Last time I examined some of the issues with OPS and why, although it's unsurpassed as a quick and dirty measure of offense, there is room for improvement if you want to allow more complexity. GPA is one such method; adding a bit of complexity in exchange for a bit more accuracy, but GPA is but a stepping stone between the beautiful simplicity of OPS and the more accurate but mind bogglingly complex models out there. Now, let us move to the other end of the spectrum to the most accurate model we can.

*Important Note: Most of the explanation for BaseRuns comes from Brandon Heipp's site, here. I have only tried to re-word some of the stuff in the hopes of providing the simplest explanation possible that covers what's useful to know. All credit for originality belongs to Smyth and Heipp.*

Many people here are at least acoustically familiar with the term linear weights, but may not be aware of what linear weights actually means. Linear weights is, in a nutshell, a linear regression equation. There are certain inputs to the system (hits, home runs, etc) and each input is assigned its own importance (or weight) toward overall run scoring. With all apologies to Tim McCarver's ignorance, as far as run scoring goes, a walk is not, in fact, as good as a homerun. A homerun contributes more runs and so it deserves more importance in a run estimating model.

Linear weights formulas apply a static run value to each event. To borrow Heipp's example, many linear weight systems say that a single walk is worth about 0.33 runs. Over the course of a season, this is a good estimate of the value, in runs, of a walk. The problem is, in a game in which a team draws one walk and makes 27 outs, the walk will not have the same value. Most systems apply a value of about -0.1 runs for every out and so the system's prediction for the number of runs scored in this game would be ~-2.4 runs (+0.33 - 2.7). This clearly is incorrect.
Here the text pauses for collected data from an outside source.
PR #707, opened 2019-05-18
#434, Add ability to sort boards by code/name in ascending/descending order

### LINKED ISSUE #434: Feature request: Sorting mode for boards
Please add a button or option to sort boards by their name instead of just their code.

K1rakishou:
Closes #434

### DIFF
--- a/Clover/app/src/main/java/org/floens/chan/core/presenter/BoardSetupPresenter.java
+++ b/Clover/app/src/main/java/org/floens/chan/core/presenter/BoardSetupPresenter.java
@@ -26,6 +26,8 @@ import org.floens.chan.ui.helper.BoardHelper;
 import org.floens.chan.utils.BackgroundUtils;
 
 import java.util.ArrayList;
+import java.util.Collections;
+import java.util.Comparator;
 import java.util.HashMap;
 import java.util.LinkedList;
 import java.util.List;
@@ -56,6 +58,7 @@ public class BoardSetupPresenter implements Observer {
     private List<String> selectedSuggestions = new LinkedList<>();
 
     private String suggestionsQuery = null;
+    private final BoardSortingInfo boardSortingInfo = BoardSortingInfo.defaultSorting();
 
     @Inject
     public BoardSetupPresenter(BoardManager boardManager) {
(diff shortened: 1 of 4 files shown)


Clover/app/src/main/java/org/floens/chan/core/presenter/BoardSetupPresenter.java
```diff
@@ -315,4 +347,120 @@ public long getId() {
...
+
+        private int options;
+
+        public BoardSuggestionComparator(BoardSortingInfo boardSortingInfo) {
+            options = boardSortingInfo.getSortingMode().value | boardSortingInfo.getSortingOrder().value;
+        }
+
+        @Override
+        public int compare(BoardSuggestion o1, BoardSuggestion o2) {
+            if (o1 == null && o2 == null) {
```
K1rakishou: Probably should just throw an exception when either of parameters is null.

Adamantcheese:
I think what was requested (which is also #703) is to sort SAVED boards, not boards that are being added. This would completely override the existing fuzzy search suggestion method.

K1rakishou:
>There was a sort A-Z option in the board editor, we should bring it back.

Isn't board editor the window where you add boards?

Adamantcheese:
Yeah, but with your current implementation the fuzzy search is completely ignored with no way to turn it back on. And either way there's no real reason to have it being sorted in any order with a search bar, just find what you want that way.

K1rakishou:
@Adamantcheese 
>And either way there's no real reason to have it being sorted in any order with a search bar, just find what you want that way.

Yeah, I guess it makes sense. But then I don't get what boards need to be sorted. What window exactly is it.

Adamantcheese:
I don't know either. People aren't being terribly specific with what boards they want sorted. I assumed that it was saved boards because that's what you look at the most?

K1rakishou:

This is an example of the shortcomings of most linear weights systems; they were designed to work within a certain range. Now, granted, the range they were designed for corresponds to the range in which most major league teams perform, but baseball has shifted dramatically in just the last 25 years, and while it's nice to have an accurate measure of major league performance, we might also want a system that can be applied to minor league games, which can have vastly different environments.

BaseRuns (BsR) is not a linear weighting system, but rather a multiplicative weighting system. It was developed by David Smyth about 15 years ago and has undergone some minor tweaks since its inception, but the theory of BaseRuns is sound. Every plate appearance ends in one of three ways: the batter is out, the batter reaches base (note: fielder's choices fall into this category) or he hits a homerun. If the batter does reach base, there are three more potential outcomes: he will score, he will make an out (here's where the fielder's choice out comes in) or he will be stranded. With that established, we can write an equation for the number of runs scored as such:

Runs Scored = (#Baserunners * % of baserunners that score) + Homeruns

Now, David Smyth broke up his model into four parts: A, B, C and D. A is just the number of baserunners. B is what's called the "advance factor" and is used to describe how important certain events are toward advancing runners. C is the number of outs and D is the number of homeruns. Equatically:

A = H + BB + HBP - HR - .5*IBB

B = [1.4*TB -.6*H -3*HR +.1*(BB+HBP-IBB) +.9*(SB-CS-GDP)] * 1.1

C = AB - H + CS + GDP

D = HR

BaseRuns = A*(B/(B + C)) + D

*Note: IBB are cut in half because while normal walks come in randomly distributed situations, intentional walks are usually issued only in favorable situations, that is, where the run value of adding that batter is much lower than normal.*

The benefit of BaseRuns(BsR) over other models is that the integrity of the model holds up even in extreme environments. Again borrowing from Heipp, it should be noticed that when a solo homerun is hit, BsR is alone among models to correctly predict that a single run be scored. Most linear weights will predict 1.4 runs from the same situation. This is because most of those models are built to survive only in the major leagues, while BsR has the unique ability to adapt to any league, even little league!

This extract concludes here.